周作人,这位民国时期的著名教授,以其隽永的小品文赢得了文学上的地位。但却在中国现代历史发展过程中,逐渐远离时代,最后沦为汉奸文人。他的一生,以悲喜剧色彩表现了20世纪中国知识分子历史道路的复杂性、曲折性与深刻性。

疑虑中迈出半条腿

民国时期,周作人曾多年在北京大学、北京师范大学做教授,是新文化运动杰出代表之一。

“七·七”事变后不久,北京大学、清华大学组成联合大学(简称“联大”), 一部分南迁昆明,一部分西迁西安。周作人以“系累太多”为由,留在了北平,准备以写文章挣稿费为生。
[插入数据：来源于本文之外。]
PR #87, opened 2016-12-28
Add alert model and a util to assist alert operations

anmolbabu:
tendrl-bug-id: Tendrl/alerting#10,Tendrl/alerting#11,Tendrl/alerting#12,Tendrl/alerting#14

### DIFF
--- a/tendrl/common/alert.py
+++ b/tendrl/common/alert.py
@@ -1,0 +1,109 @@
+import etcd
+import json
+from tendrl.common.config import TendrlConfig
+from tendrl.common.singleton import to_singleton
+
+alert_severity_map = {
+    'INFO': 0,
+    'WARNING': 1,
+    'CRITICAL': 2
+}
+
+
+class Alert(object):
+    def __init__(self, alert_id, node_id, time_stamp, resource, current_value,
+                 tags, alert_type, severity, significance, ackedby, acked,
+                 pid, source):
+        self.alert_id = alert_id
+        self.node_id = node_id
+        self.time_stamp = time_stamp
+        self.resource = resource
+        self.current_value = current_value
+        self.tags = tags
+        self.alert_type = alert_type
+        self.severity = severity
+        self.significance = significance
+        self.ackedby = ackedby
+        self.acked = acked
+        self.pid = pid
+        self.source = source
+
+    def to_json_string(self):
+        return json.dumps(self.__dict__)
+
+    def is_same(self, alert2):
+        if self.resource != alert2.resource:
+            return False
+        if self.alert_type != alert2.alert_type:
+            return False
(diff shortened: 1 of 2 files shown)


anmolbabu:
TODO(@anmolbabu) Add UTs

shtripat:
@anmolbabu tendrl-bug-id twice in commit message. correct the same

tendrl/common/alert.py
```diff
@@ -0,0 +1,109 @@
...
+        if 'current_value' not in alert:
+            raise KeyError('current_value')
+        if 'alert_type' not in alert:
+            raise KeyError('alert_type')
+        return alert
+
+    def store_alert(self, alert):
+        self.etcd_client.write(
+            '/alerts/%s' % alert.alert_id,
+            alert.to_json_string()
```
shtripat: You want json representation of class Alert to be saved in etcd or mark Alert class itself as a EtcdObject??

anmolbabu: Marking Alert as EtcdObject doesn't work because EtcdObject requires fields to be class variables and not instance variables. The problem with this is that, there can be multiple alerts at same time so this static kind of fields don't suit our requirement.

anmolbabu:

tendrl/common/alert.py
shtripat: Got it. Its ok

tendrl/common/alert.py
```diff
@@ -0,0 +1,153 @@
...
+        self.source = source
+
+    def to_json_string(self):
+        return json.dumps(self.__dict__)
+
+
+@to_singleton
+class AlertUtils(object):
+    def __init__(self):
+        etcd_kwargs = {
```
shtripat: I feel config should come from AlertManager and we should not refer create a local etcd_client. If possible pass from AlertManager.

anmolbabu: ok

tendrl/common/alert.py
r0h4n: @anmolbabu could you please track a future spec which will eliminate this need of having class variables as EtcdObject? this would require changes to the commons/etcdobj

tendrl/common/alert.py
```diff
@@ -0,0 +1,153 @@
...
+
+alert_severity_map = {
+    'INFO': 0,
+    'WARNING': 1,
+    'CRITICAL': 2
+}
+config = TendrlConfig("commons", "/etc/tendrl/tendrl.conf")
+
+
+class Alert(object):
```
r0h4n: This needs to defined via Tendrl definitions under say the alerting namepsace or node-agent namespace, we dont use standalone objects

r0h4n: You can do that in a separate spec/bug, for now it is ok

当时的北京大学校长蒋梦麟特别委任周作人和其他三位教授为北京大学留住北平的教授,负责留守北京大学,保管校产和图书,校方每月寄生活津贴费50元。周作人整天在八道湾的书房“苦雨斋”里写他的小品文。

1937年7月30日,日本侵略军占领北平,同年12月,伪华北临时政府在北平成立,汤尔和出任伪教育部总长。汤尔和与周作人是浙江同乡,1938年5月,汤尔和请周作人出任伪国立北京大学总监督,周作人知道此事非同小可,疑虑重重,未肯就任,最后由汤尔和自己兼任。

1938年4月9日,日本侵略者在北平召开了所谓的“更生中国文化建设座谈会”。据当时的《大阪每日新闻》报道,周作人参加了这次会议并讲了话。北平的一家报纸转译了《大阪每日新闻》的这条消息,并刊登了周作人讲话的内容。
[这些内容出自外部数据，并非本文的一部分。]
PR #92, opened 2017-01-05
Enhanced to look for node_ids parameter in job

shtripat:
Now the job processor looks for a parameter with
name `node_ids` and if current node's id falls
under the same list, it would pick and process the
job. Only one of the nodes from the list would pick
the job for processing.

tendrl-bug-id: Tendrl/common#86
tendrl-spec: multiple_node_ids_in_jobs.adoc

### DIFF
--- a/etc/samples/tendrl_api_job.sample.json
+++ b/etc/samples/tendrl_api_job.sample.json
@@ -10,6 +10,7 @@
 	"cluster_id": "bc35fde8-528b-4908-8d52-50d8bf964dd4",
 	"sds_name": "gluster",
 	"sds_version": "3.2.0",
+	"node_ids": ["node_id1", ...],
 	"run": "tendrl.gluster_integration.flows.create_volume.CreateVolume",
 	"status": "new",
 	"parameters": {
@@ -24,7 +25,7 @@
 
 {
 	"cluster_id": "bc35fde8-528b-4908-8d52-50d8bf964dd4",
-	"node_id": "node_id", 
+	"node_ids": ["node_id1", ...],
 	"run": "tendrl.node_agent.gluster_integration.flows.import_cluster.ImportCluster",
 	"status": "new",
 	"parameters": {
--- a/tendrl/common/manager/manager.py
+++ b/tendrl/common/manager/manager.py
@@ -33,6 +33,7 @@ class Manager(object):
         self,
         name,
         integration_id,
+        node_id,
         config,
         events,
         persister_thread,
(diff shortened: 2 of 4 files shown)


shtripat:
@Tendrl/tendrl-core please review.

GowthamShanmugam:
@shtripat LGTM

shtripat:
@r0h4n we need to merge the spec PR https://github.com/Tendrl/specifications/pull/104 first and then only this can be merged.

etc/samples/tendrl_api_job.sample.json
```diff
@@ -24,7 +25,7 @@
 
 {
 	"cluster_id": "bc35fde8-528b-4908-8d52-50d8bf964dd4",
-	"node_id": "node_id", 
+	"node_ids": ["node_id1", ...],
```
r0h4n: rename this as "target_node_ids"

tendrl/common/manager/manager.py
```diff
@@ -33,6 +33,7 @@ def __init__(
         self,
         name,
         integration_id,
+        node_id,
```
r0h4n: Hold on, would this mean that even the gluster_integration and ceph_integration processes will know about the node_id? This isnt require

@brainfunked

tendrl/common/manager/rpc_job_process.py
```diff
@@ -57,6 +57,12 @@ def _acceptor(self, job_type):
                     continue
                 raw_job = json.loads(job.value.decode('utf-8'))
                 try:
+                    # If current node's id does not fall under job's node_ids,
+                    # ignore the job and dont process
+                    if "node_ids" in raw_job:
```
r0h4n: this would mean there be "node_ids" in even jobs intended for the integration processes (gluster, ceph), why do you want that?

etc/samples/tendrl_api_job.sample.json
shtripat: done

tendrl/common/manager/manager.py
shtripat: So the Base manager class is common and node_agent, gluster_integration and ceph_integration managers extend from the same. Also the rpc job processor is common code.

The parameter node_ids is not a mandatory one. If its passed, current node_id is checked against the same. We dont have module specific rpc job processors anymore after refactoring, so this is required and I dont see an issue. Even in case of gluster and ceph integration, if required jobs can be targeted to specific set of nodes (like to mons in case of ceph cluster).

tendrl/common/manager/rpc_job_process.py
shtripat: Its not a mandatory parameter and if its present then we check if current node's id falls under this list.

周作人参加日本侵略者的会议并讲话的消息传出后,引起了全国的震惊。当时,武汉文化界抗敌协会立即通电全国文化界,严厉指出:“周作人、钱稻荪及其他参加所谓‘更生中国文化建设座谈会’诸汉奸,应即驱逐出我文化界以外,藉示精神制裁”。

随后,茅盾、郁达夫、老舍、胡适、丁玲、夏衍等18位作家也在《抗战文艺》上发表了《给周作人的一封公开信》,信中说:“惊悉先生竟参加敌寇在乎召集的‘更生中国文化座谈会’,照片分明,言论俱在,当非虚构。先生此举,实系背叛屈膝事仇之恨事,凡我文艺界同人无一不为先生惜,亦无一不以此为耻。先生在中国文艺界曾有相当的建树,身为国立大学教授,复备受国家社会之优遇尊崇,而甘冒此天下之大韪,贻文化界以叛国媚敌之羞,我们虽欲格外爱护,其如大义所在,终不能因爱护而即昧却天良。”信中忠告周作人:“希能幡然悔悟,急速离平,向道南来,参加抗敌建国工作。”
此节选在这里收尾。